Le PNE annonce un congrès de fondation ce 25 janvier à 14h. Ce congrès aura lieu à l’ancien local de Nation (qui annonce se réunir au même moment, ailleurs à Charleroi). La FGTB Charleroi-Sud-Hainaut et le Front antifasciste de Liège organisent un rassemblement à leur encontre.

La FGTB Charleroi-Sud-Hainaut et le Front antifasciste de Liège organisent un rassemblement à leur encontre.

Il ne s’agit plus maintenant qu’à travailler à ce que ce nouveau parti subisse de nombreux échecs jusqu’à sa future disparition.

NOTES

(1) : Parti Populaire, Listes Desthexes, La Droite, Nation, Agir, Les Belges d’Abord et le Vlaams Belang (pour les élections fédérales, le VB avait des listes du côté francophone).

(2) Claude Moniquet : ancien barbouze pour les services français et pseudo-journaliste, aujourd’hui à la tête des restes des « Listes Desthexe » sous le nom « Libéraux Démocrates ».

(3) Aldo Mungo : Chef de fil du parti « La Droite », scission du Parti Populaire.

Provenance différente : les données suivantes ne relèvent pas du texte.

PR #594, opened 2020-01-10
typescript(vx-demo): rewrite LinkTypes example in TypeScript

williaster:
### :memo: Documentation

This PR is part of #579 to re-write the `vx-demo` site in TypeScript. It re-writes the `LinkTypes` example in TypeScript. 

 **Before/After**

#### Testing
- [x] functional
- [x] CI

cc @hshoff @kristw @schillerk


williaster:
noting that we have to resolve `handlebars` to `4.5.3` because of a [breaking patch change](https://github.com/wycats/handlebars.js/blob/master/release-notes.md#v460---january-8th-2020) they released (again, we have no lock file so are subject to these things 😢 )

for reference we depend on this via `_project_#@airbnb#config-jest#jest#jest-cli#@jest#core#@jest#reporters#istanbul-reports#handlebars`

gonna merge to use the fix in other PRs

PR #599, opened 2020-01-11
typescript(vx-demo): rewrite Drag-i and Drag-ii demos in TypeScript

williaster:
#### :memo: Documentation

This PR is part of #579 to re-write the `vx-demo` site in TypeScript. It's THE LAST example re-write and converts the `Drag-i` + `Drag-ii` examples to TypeScript. 

#### 🐛 Bug fix

- Makes a fix in `@vx/event`s `localPoint` method where the `event.target` `node`’s `getScreenCTM` method instead of the `node`s owner `svg`s `getScreenCTM`

 **Before/After**

#### Testing
- [x] functional
  - [x] there is an unresolved issue with `Drag-i` locally where `dx`/`dy` are `0` every other frame which gives a jumping effect. trying to fix this but even reverting to the pre #499 re-write does not fix it 🤔 EDIT: fixed as noted in the bug section above
- [ ] CI

cc @hshoff @kristw @schillerk


packages/vx-demo/src/components/tiles/Drag-ii.tsx
```diff
@@ -0,0 +1,127 @@
...
+
+  if (width < 10) return null;
+  return (
+    <div className="DragII" style={{ touchAction: 'none' }}>
+      <svg width={width} height={height}>
+        <LinearGradient
+          id="stroke"
+          from="#ff614e"
+          to="#ffdc64"
+          gradientUnits="userSpaceOnUse" // need for gradients to render on straight lines
```
williaster: noting this interesting fix, noticed in another place I've used gradients

Issue #591, opened 2020-01-09
Update source code links in readmes to TS files


williaster:
Need to make the changes in #588 for all packages

dennisja:
Is anybody working on this or should I take it?

williaster:
@dennisja if you'd like to work on it I'm happy to review a PR! 🙌

dennisja:
I will start working on it today. Thanks.

dennisja:
Hello @williaster 
I have looked through all the Readmes and they are up to date. The only readme remaining with a reference to a `.js` is the vx-scale readme as seen [here](https://github.com/hshoff/vx/blame/master/packages/vx-scale/Readme.md#L33). However, this references a valid [`js` file](https://github.com/hshoff/vx/blob/master/packages/vx-demo/src/components/charts/SimpleBar.js). Should I go ahead and migrate that file to typescript and make that link reference the typescript version?

williaster:
Hi @dennisja ! Good to know we don't have a lot of references to specific files, really appreciate you digging into that more!

If you'd like to convert `vx-demo/src/components/charts/SimpleBar.js` to TS and update the readme, that'd be great!

PR #606, opened 2020-01-17
Migrate SimpleBar example to typescript

dennisja:
Fixes https://github.com/hshoff/vx/issues/591

#### :rocket: Enhancements

- Migrate `vx-demo/src/components/charts/SimpleBar.js` to typescript

#### :memo: Documentation

- Update references to `vx-demo/src/components/charts/SimpleBar.js`


packages/vx-demo/src/components/charts/SimpleBar.tsx
```diff
@@ -1,19 +1,22 @@
-import React from 'react';
+import React, { FC } from 'react';
 import { Bar } from '@vx/shape';
 import { Group } from '@vx/group';
 import { PatternLines } from '@vx/pattern';
 import { letterFrequency } from '@vx/mock-data';
 import { scaleBand, scaleLinear } from '@vx/scale';
 import { max } from 'd3-array';
+import { MarginShape } from '../../types/index';
```
williaster: nit – you can just write `... from '../../types` without the `index`

packages/vx-demo/src/components/charts/SimpleBar.tsx
```diff
@@ -1,19 +1,22 @@
...
-function round(value, precision) {
+function round(value: number, precision?: number): number {
   const multiplier = 10 ** (precision || 0);
   return Math.round(value * multiplier) / multiplier;
 }
 
-export default ({ width, height, margin }) => {
+type SimpleBarProps = { width: number; height: number; margin: MarginShape };
+
+const SimpleBar: FC<SimpleBarProps> = ({ width, height, margin }) => {
```
williaster: also a nit – personally I find `React.FC` more readable than `FC` alone, without the `React` context `FC` might be a little more ambiguous.

packages/vx-demo/src/components/charts/SimpleBar.tsx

(4) : En effet, les listes d’extrêmes-droite, à quelques rares exceptions dans certains endroits, sont des listes fantoches où se déploient quelques rares candidats, souvent fantômes et parfois malgré eux, dans les différents niveaux de pouvoir éligibles.

(5) : Elles se contentent généralement de distribuer le qualificatif d’extrême-droite à leurs ennemis et rivaux afin, par cet acte, de se placer du côté des démocrates. La rencontre entre Desthexe et Modrikamen est particulièrement symptomatique de cette pratique courante parmi les extrêmes-droites.

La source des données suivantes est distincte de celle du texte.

PR #614, opened 2020-01-27
feat(vx-brush): adds resetOnEnd property

gillesdemey:
This will reset the brush after dragging, we've overlay-ed the `Brush` element on top of a chart so we can have zoom interaction without an additional smaller brushable chart.

brush-zoom-reset

#### :boom: Breaking Changes

- none

#### :rocket: Enhancements

- add a `resetOnEnd` property to the `BaseBrush` and `Brush` component.

#### :memo: Documentation

- No documentation yet for the `Brush` component :)

#### :bug: Bug Fix

- none

#### :house: Internal

- none


gillesdemey:
Not sure why the test suite is failing, but at first glance seems unrelated to the `@vx/brush` component 🤔

packages/vx-brush/src/BaseBrush.tsx
```diff
@@ -33,6 +33,7 @@ export type BaseBrushProps = {
   onClick?: (event: MouseHandlerEvent) => void;
   clickSensitivity: number;
   disableDraggingSelection: boolean;
+  resetOnEnd: boolean;
```
williaster: one nit – can we make this optional? `resetOnEnd?`

gillesdemey: Yep absolutely, should have thought of that 😅

williaster:
@gillesdemey could you try rebasing this on the latest master to see if it fixes the build? there have been PRs opened since this that have passed CI.

williaster:
#616 which duplicates this on the latest `master` does seem to work for me.

gillesdemey:
Looks like CI is green 🎉

williaster:
amazing, thanks again for the add, should be out soon in `0.0.194`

(6) : Modrikamen, l’ancien président du Parti Populaire, est une personne active dans la communauté juive de Belgique.

(7) : Ancien dirigeant des Jeunesses Nationalistes et cadre des jeunes du RN (ex-FN français) dont il s’est fait virer suite à de nombreuses images pro-nazi, il est aujourd’hui cadre au parti/mouvement national-catholique « Civitas » de Escada.

(8) : Ancien membre actif du groupe/milice « National-socialiste » connu pour sa violence et son apologie de l’idéologie nazie et de la lutte armée.

(9) : Issu de Vlaams Blok, puis il se retrouve au FN de Feret, ce fut un proche de la milice nazie Assault fondée par Hervé Van Laethem (le président de Nation). Aujourd’hui il s’est reconverti dans l’accueil des négationnistes européens fuyant les condamnations judiciaires de leur pays.

(10) : Les associations d’extrême-droite (généralement des associations de fait, et non des asbl) organisent de temps à autres comme des « soupes aux cochons ». Il s’agit de faire de la distribution de repas, tout en profitant pour faire de la démagogie réactionnaire, à base de porc et en seule direction des pauvres « de souche ». Bien que rares et petites, de telles initiatives caritatives sont mises en avant de manière disproportionnée pour marquer le côté prétendument « social » de ces groupuscules d’extrême-droite.

(11) : Mouvement politique particulièrement virulent et agressif, Jeune Europe était le cheval de Troie en Belgique du FN Français.

(12) : En pleine période où les attentats d’extrême-droite contre les personnes musulmanes et leurs lieux de cultes se multiplient, comme récemment à Brest ou Bayonne, ainsi que la multiplication en Belgique d’agressions à caractère islamophobe, de tels propos poussent à commettre de nouveaux actes bien réels.

(13) : « Valeurs Libérales Citoyennes » est un scission du PP, de l’avocat hutois Chansay-Wilmotte grand défenseur des militants et causes d’extrême-droite.